> _Problem to solve_:
Lines that contain "NvChadUpdate" are to be copied from the material, every one of them.
* * * * *
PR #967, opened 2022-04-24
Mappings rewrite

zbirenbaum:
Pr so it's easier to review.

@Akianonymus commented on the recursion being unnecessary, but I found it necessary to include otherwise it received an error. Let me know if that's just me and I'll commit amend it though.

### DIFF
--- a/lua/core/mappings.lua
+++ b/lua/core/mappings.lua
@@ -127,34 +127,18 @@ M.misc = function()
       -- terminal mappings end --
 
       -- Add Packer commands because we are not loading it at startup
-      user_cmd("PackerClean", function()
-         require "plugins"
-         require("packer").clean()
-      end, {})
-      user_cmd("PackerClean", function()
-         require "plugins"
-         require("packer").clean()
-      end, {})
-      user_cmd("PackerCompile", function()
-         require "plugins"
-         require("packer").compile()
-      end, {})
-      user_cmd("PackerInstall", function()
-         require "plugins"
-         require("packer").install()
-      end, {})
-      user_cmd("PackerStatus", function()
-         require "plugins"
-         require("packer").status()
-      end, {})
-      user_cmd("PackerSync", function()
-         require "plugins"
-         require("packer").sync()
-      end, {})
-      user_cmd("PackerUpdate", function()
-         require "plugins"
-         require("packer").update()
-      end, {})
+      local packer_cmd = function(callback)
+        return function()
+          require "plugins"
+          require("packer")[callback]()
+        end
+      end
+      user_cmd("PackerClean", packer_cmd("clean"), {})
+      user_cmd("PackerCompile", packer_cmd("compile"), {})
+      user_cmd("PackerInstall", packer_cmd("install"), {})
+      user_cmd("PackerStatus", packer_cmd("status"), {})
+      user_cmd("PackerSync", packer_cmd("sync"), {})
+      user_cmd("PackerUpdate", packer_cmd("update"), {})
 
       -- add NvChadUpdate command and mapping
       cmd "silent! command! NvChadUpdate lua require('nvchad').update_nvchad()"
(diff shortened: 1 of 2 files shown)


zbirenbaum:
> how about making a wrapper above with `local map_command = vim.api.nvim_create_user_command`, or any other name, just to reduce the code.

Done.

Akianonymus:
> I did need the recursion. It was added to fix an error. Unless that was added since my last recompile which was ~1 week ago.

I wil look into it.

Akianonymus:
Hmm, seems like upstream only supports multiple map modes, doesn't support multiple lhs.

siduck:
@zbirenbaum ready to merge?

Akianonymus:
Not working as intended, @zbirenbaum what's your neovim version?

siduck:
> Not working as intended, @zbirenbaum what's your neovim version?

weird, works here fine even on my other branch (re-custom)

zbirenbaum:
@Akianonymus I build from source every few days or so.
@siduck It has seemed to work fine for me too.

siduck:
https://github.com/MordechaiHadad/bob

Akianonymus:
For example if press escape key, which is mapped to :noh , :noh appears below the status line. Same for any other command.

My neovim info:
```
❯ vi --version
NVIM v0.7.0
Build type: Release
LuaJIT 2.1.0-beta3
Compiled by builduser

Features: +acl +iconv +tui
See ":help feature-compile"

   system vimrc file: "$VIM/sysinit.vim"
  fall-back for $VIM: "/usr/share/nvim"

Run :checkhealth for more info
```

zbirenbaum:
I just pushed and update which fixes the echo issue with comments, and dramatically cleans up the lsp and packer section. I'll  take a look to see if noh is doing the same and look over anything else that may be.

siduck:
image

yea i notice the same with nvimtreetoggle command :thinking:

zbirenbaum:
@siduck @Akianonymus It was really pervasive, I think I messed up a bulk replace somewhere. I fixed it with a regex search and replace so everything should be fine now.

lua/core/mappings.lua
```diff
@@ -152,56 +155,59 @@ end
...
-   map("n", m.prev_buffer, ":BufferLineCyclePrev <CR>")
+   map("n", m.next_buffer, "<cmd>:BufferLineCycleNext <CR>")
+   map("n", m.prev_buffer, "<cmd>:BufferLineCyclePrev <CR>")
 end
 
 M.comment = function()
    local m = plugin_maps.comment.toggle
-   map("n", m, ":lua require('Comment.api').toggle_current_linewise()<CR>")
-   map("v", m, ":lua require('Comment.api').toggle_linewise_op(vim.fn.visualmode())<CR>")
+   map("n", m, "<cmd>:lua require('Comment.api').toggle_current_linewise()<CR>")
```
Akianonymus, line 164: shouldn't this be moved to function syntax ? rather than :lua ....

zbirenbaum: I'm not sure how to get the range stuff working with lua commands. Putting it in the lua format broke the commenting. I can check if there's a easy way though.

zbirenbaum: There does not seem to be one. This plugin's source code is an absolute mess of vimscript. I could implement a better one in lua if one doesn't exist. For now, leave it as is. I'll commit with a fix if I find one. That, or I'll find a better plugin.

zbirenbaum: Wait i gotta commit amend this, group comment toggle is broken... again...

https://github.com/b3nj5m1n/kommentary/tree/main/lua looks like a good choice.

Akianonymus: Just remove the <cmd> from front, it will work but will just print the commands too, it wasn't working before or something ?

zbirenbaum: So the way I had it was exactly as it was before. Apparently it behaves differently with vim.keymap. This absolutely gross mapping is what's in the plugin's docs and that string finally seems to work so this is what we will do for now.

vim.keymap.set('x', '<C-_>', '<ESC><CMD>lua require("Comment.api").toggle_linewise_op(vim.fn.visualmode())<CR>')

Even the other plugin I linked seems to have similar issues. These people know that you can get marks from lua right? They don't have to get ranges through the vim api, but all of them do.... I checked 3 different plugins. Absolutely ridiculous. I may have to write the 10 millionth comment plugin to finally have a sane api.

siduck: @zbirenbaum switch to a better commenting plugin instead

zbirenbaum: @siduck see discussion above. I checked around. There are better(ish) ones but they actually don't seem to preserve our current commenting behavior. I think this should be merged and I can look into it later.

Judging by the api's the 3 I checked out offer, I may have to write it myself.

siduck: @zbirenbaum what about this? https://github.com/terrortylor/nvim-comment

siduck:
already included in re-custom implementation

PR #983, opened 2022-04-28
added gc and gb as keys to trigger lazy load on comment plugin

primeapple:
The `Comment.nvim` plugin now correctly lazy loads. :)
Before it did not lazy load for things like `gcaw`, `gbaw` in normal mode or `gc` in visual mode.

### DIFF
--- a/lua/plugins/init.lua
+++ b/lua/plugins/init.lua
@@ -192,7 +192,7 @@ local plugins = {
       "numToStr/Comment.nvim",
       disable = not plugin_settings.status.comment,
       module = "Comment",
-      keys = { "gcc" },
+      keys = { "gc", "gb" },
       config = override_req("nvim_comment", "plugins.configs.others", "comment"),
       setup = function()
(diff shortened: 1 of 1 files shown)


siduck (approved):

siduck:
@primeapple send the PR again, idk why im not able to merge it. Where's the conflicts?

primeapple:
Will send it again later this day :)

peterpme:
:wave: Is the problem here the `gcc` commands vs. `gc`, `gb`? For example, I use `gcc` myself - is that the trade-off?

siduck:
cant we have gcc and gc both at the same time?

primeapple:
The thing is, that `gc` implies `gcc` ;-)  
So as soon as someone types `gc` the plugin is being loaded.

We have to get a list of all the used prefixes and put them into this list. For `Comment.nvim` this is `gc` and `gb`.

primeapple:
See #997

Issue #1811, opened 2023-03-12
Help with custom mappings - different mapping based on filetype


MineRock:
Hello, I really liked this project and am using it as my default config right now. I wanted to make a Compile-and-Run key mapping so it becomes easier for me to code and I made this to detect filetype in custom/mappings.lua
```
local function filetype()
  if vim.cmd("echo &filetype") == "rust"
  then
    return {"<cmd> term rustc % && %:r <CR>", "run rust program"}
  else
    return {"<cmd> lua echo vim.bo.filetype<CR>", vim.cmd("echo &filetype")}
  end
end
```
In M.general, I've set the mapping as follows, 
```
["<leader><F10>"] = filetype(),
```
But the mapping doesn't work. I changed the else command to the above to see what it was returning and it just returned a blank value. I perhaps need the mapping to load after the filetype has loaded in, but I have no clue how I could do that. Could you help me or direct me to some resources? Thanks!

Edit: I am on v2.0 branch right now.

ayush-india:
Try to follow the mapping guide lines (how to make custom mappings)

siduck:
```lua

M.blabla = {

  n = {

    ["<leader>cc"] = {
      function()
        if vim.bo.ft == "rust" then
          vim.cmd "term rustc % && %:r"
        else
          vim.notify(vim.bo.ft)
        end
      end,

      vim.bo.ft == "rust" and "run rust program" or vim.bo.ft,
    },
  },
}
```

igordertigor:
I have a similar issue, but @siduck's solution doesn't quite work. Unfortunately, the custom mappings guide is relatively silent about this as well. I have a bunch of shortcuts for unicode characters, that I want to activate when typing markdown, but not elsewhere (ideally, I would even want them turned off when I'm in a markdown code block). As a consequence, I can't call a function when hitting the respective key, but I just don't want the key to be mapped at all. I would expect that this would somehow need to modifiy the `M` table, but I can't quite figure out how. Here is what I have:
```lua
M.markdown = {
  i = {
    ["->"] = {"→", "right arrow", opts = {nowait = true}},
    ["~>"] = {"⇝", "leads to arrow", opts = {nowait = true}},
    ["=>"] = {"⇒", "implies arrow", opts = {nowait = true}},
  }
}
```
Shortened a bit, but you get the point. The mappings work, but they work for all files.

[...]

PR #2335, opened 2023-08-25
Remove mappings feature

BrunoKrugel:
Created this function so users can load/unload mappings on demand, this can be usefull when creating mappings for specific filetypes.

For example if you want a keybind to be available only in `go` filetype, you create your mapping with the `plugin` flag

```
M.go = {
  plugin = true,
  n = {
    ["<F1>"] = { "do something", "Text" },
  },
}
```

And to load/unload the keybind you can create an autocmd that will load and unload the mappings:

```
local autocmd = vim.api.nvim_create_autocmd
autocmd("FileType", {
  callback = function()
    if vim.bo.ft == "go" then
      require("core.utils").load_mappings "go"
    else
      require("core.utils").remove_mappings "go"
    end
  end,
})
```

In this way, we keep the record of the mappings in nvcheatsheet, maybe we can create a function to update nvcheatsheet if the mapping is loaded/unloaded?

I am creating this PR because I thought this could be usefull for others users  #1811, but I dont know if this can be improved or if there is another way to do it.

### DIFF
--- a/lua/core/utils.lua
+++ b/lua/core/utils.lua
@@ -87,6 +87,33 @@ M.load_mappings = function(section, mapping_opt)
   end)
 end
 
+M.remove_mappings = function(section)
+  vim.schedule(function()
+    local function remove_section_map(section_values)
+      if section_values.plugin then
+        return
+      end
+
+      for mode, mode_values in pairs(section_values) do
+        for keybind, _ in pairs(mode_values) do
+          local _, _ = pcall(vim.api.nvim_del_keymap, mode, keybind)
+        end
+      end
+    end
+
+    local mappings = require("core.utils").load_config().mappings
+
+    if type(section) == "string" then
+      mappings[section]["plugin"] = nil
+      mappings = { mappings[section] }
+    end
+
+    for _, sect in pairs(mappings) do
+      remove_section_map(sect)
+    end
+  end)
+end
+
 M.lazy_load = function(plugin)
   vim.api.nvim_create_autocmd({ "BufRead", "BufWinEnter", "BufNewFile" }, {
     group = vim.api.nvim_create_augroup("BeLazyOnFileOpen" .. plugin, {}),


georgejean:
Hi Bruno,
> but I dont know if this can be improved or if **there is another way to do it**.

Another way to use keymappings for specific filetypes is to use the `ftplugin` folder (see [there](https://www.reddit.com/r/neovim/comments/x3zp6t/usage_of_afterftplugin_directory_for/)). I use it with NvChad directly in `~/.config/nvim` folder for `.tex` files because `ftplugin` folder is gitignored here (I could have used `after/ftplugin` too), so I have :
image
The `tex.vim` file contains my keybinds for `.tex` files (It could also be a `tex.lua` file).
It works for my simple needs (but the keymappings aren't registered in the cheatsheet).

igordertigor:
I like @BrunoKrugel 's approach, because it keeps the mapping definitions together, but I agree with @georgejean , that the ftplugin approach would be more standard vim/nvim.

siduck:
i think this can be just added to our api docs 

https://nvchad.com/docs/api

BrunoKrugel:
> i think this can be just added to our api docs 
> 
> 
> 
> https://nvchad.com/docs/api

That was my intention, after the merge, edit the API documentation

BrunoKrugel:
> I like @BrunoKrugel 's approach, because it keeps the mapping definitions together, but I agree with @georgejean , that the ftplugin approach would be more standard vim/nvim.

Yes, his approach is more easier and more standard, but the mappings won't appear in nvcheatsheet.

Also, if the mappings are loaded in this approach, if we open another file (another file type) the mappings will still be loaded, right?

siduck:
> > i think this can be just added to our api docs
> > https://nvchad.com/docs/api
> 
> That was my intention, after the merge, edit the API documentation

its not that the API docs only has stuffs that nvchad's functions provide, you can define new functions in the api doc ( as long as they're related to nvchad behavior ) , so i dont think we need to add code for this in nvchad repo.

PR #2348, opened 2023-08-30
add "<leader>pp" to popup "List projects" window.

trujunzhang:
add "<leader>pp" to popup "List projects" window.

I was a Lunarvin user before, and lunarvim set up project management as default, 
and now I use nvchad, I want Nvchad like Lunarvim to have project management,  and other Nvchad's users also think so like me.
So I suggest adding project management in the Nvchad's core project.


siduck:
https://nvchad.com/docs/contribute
* * * * *
> _Exercise output_:
       -- add NvChadUpdate command and mapping
       cmd "silent! command! NvChadUpdate lua require('nvchad').update_nvchad()"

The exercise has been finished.